Puede postularse que son tres los problemas que Cristina Kirchner busca resolver compitiendo en la elección de autoridades locales de la provincia de Buenos Aires: el judicial, el político y el cultural. El primero es evidente y muy apremiante; el segundo es lógico, tratándose de una líder popular que ocupó los cargos más relevantes de la istración pública. El plano cultural, en el que se centrará esta columna, constituye la cuestión de fondo, menos inmediata, pero más profunda y compleja, donde se juega nada menos que la vigencia y proyección de su figura política.

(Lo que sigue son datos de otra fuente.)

Issue #93, opened 2025-09-04
Some Portals Send Characters to the Wrong Coordinates of the Next Map


LuneArk:
We'll need to double-check that all portals send characters to the correct coordinates of the next map.

There are many examples of this happening on Maple Island.

PR #100, opened 2025-09-14
Add reactors, scripted portal, npc shops, npc's, and bug fixes

ErwinsExpertise:
This PR introduces a ton of changes and all of them great. 

Quick rundown:
- Reactors ( Boss reactors like Pap, and Zak now work )
- Scripted Portals ( Like FM)
- Throwing Star bugs all resolved
- Added all NPC Shops
- Shop actions now all work(Buying, Selling, Recharging)
- Fixed portal spawn to now use portal instead of spawn point when using portals
- Added a ton of NPC's

zak
pap
shop


channel/handlers.go
```diff
@@ -2163,15 +2243,20 @@ func (server *Server) npcChatStart(conn mnet.Client, reader mpacket.Reader) {
...
 	}
 
 	server.npcChat[conn] = controller
 
-	if controller.run() {
-		delete(server.npcChat, conn)
+	// Run the script. If it returns true, chat flow ended.
+	// If a shop was opened (persistShop), keep the controller for shop ops.
+	ended := controller.run()
+	if ended {
```
Hucaru: This can be cleaned up to something like:
```
if ended && !controller.persistShop {
    delete(server.npcChat, conn)
}
```

channel/pools.go
```diff
@@ -967,6 +981,347 @@ func (pool dropPool) HideDrops(plr *Player) {
...
+	if r.reactorTime > 0 {
+		time.AfterFunc(time.Duration(r.reactorTime)*time.Second, func() {
+			r.state = 0
+			r.frameDelay = 0
+			pool.instance.send(packetMapReactorEnterField(r.spawnID, r.templateID, r.state, r.pos.x, r.pos.y, r.faceLeft))
+		})
+	}
+}
+
+func (pool *reactorPool) TriggerHit(spawnID int32, cause byte) {
```
Hucaru: Is there a reason why these functions are exported?

channel/pools.go
```diff
@@ -967,6 +981,347 @@ func (pool dropPool) HideDrops(plr *Player) {
...
+	for _, r := range pool.reactors {
+		r.state = 0
+		r.frameDelay = 0
+		if send {
+			pool.instance.send(packetMapReactorChangeState(r.spawnID, r.state, r.pos.x, r.pos.y, r.frameDelay, r.faceLeft, 0))
+		}
+	}
+}
+
+type reactorTableEntry map[string]interface{}
```
Hucaru, line 1083: Is this data not stored in the NX/Wz?

channel/script.go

Una aproximación al concepto de cultura, término polisémico como pocos, puede hacerse a partir de un registro elemental: las anotaciones en la libreta de un etnógrafo. Allí se encuentran los testimonios recogidos en entrevistas individuales o colectivas, los textos transcriptos, el establecimiento de genealogías y mapas de vínculos, los diarios de vida. Sobre esa técnica, dirá el antropólogo Clifford Geertz, puede construirse, mediante un trabajo interpretativo, lo que llama “descripción densa”. Etnografía es descripción densa afirma Geertz: practicarla “es como tratar de leer un manuscrito extranjero, borroso, plagado de elipsis, de incoherencias, de sospechosas enmiendas y de comentarios tendenciosos y además no escrito en las grafías convencionales de representación sonora”. Cuando son aclamados los bramidos emitidos por un líder que emula a un león dominante y agresivo, se impone al investigador una descripción densa. La lectura atenta de un borroso texto extranjero que requiere esclarecimiento.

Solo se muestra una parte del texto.